EXERCISE OBJECTIVE:
Note each line of the entries that includes "colored". Then copy those lines.

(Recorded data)
########
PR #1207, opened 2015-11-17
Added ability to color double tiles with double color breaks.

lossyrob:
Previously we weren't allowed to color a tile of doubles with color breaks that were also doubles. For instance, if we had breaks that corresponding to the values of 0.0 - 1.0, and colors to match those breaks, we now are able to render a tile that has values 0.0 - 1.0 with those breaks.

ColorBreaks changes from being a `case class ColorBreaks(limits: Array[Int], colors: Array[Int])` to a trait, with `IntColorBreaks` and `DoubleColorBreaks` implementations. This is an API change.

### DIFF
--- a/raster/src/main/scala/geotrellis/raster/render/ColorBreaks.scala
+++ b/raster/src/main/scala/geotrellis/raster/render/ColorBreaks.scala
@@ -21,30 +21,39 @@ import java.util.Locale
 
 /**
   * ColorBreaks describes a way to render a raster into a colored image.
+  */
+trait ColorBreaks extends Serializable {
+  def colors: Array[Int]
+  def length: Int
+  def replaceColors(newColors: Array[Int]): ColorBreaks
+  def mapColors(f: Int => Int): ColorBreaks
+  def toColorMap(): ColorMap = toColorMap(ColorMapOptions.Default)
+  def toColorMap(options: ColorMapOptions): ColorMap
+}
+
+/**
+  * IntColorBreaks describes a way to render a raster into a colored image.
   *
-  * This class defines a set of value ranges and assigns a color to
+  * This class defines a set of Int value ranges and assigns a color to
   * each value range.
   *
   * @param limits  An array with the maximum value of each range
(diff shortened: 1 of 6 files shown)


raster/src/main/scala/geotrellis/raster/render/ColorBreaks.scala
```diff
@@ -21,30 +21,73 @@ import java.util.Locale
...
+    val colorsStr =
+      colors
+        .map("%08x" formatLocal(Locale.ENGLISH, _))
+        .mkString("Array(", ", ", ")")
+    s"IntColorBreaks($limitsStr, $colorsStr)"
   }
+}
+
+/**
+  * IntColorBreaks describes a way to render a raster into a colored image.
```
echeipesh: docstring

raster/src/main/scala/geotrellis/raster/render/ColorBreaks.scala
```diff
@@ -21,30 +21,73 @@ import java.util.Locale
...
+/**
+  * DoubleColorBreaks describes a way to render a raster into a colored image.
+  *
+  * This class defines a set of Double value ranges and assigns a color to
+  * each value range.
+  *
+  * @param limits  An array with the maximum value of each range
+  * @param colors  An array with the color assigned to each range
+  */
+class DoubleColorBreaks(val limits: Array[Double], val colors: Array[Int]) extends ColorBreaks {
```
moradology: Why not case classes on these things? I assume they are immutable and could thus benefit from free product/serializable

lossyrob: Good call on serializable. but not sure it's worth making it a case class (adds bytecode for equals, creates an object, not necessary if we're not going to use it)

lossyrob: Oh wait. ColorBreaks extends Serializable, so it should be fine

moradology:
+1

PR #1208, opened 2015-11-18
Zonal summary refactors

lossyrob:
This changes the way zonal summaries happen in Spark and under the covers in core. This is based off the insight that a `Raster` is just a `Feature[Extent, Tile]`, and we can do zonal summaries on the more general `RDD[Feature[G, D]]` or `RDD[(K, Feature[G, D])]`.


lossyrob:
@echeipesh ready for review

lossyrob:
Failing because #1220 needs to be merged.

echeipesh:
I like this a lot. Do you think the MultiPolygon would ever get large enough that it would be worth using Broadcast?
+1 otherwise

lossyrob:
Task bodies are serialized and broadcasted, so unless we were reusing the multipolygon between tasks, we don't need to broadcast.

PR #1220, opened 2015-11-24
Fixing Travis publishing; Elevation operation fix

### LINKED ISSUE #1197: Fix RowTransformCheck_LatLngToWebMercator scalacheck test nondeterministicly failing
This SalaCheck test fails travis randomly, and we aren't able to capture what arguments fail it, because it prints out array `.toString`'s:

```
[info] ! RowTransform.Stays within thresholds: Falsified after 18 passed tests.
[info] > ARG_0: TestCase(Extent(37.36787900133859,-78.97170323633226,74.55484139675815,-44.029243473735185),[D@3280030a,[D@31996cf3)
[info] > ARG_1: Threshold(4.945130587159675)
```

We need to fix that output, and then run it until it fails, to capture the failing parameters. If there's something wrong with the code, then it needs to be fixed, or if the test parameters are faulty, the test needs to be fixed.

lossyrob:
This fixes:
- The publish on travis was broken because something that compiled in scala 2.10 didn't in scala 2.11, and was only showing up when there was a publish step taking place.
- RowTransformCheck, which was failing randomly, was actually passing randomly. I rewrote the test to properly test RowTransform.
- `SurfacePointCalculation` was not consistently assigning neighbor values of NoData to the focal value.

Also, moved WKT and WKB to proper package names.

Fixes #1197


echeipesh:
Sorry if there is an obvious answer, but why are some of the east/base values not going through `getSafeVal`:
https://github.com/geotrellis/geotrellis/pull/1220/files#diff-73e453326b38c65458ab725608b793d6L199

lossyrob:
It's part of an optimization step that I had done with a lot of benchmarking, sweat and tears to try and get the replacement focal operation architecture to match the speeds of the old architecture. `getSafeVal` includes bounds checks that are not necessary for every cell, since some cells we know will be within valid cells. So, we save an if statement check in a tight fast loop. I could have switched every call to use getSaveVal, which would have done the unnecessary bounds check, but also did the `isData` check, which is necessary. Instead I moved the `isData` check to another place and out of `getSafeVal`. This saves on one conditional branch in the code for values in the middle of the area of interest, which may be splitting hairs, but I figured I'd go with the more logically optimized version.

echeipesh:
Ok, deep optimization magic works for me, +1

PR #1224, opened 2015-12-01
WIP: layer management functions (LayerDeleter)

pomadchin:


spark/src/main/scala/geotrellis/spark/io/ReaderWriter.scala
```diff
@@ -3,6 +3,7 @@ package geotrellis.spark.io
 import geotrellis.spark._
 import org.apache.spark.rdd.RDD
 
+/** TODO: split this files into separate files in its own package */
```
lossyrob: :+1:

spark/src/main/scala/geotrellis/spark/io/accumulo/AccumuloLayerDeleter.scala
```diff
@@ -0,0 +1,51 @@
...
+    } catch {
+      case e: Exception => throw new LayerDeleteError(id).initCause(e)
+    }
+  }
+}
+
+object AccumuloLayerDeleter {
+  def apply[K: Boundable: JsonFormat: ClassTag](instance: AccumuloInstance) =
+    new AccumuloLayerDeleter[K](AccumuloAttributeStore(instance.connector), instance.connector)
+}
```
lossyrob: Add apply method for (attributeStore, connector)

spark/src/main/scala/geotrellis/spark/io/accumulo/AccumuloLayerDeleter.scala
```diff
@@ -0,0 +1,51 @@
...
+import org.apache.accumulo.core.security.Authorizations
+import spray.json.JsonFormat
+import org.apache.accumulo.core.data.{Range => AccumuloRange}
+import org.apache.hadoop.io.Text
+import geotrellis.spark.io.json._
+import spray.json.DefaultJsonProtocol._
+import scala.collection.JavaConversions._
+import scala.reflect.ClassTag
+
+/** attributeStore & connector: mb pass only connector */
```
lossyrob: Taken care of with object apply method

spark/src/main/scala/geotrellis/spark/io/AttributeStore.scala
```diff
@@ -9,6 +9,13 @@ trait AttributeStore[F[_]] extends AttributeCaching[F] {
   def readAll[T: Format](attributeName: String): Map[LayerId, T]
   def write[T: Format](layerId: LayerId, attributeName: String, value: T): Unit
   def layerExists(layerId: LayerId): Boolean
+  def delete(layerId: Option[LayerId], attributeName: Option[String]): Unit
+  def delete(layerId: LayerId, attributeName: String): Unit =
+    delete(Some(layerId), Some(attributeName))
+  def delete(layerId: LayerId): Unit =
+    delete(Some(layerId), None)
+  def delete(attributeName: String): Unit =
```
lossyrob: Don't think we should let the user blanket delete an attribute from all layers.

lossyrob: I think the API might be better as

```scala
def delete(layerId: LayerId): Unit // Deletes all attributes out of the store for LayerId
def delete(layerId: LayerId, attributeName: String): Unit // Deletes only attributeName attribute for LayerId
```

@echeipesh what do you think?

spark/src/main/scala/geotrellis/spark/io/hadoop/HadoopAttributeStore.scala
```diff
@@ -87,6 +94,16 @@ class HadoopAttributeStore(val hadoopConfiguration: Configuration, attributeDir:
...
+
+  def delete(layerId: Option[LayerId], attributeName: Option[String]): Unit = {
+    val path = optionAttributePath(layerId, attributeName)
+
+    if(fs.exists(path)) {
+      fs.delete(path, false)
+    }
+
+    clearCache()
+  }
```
########
RESULT OF THIS EXERCISE:
   * ColorBreaks describes a way to render a raster into a colored image.
+  * IntColorBreaks describes a way to render a raster into a colored image.
+  * IntColorBreaks describes a way to render a raster into a colored image.
+  * DoubleColorBreaks describes a way to render a raster into a colored image.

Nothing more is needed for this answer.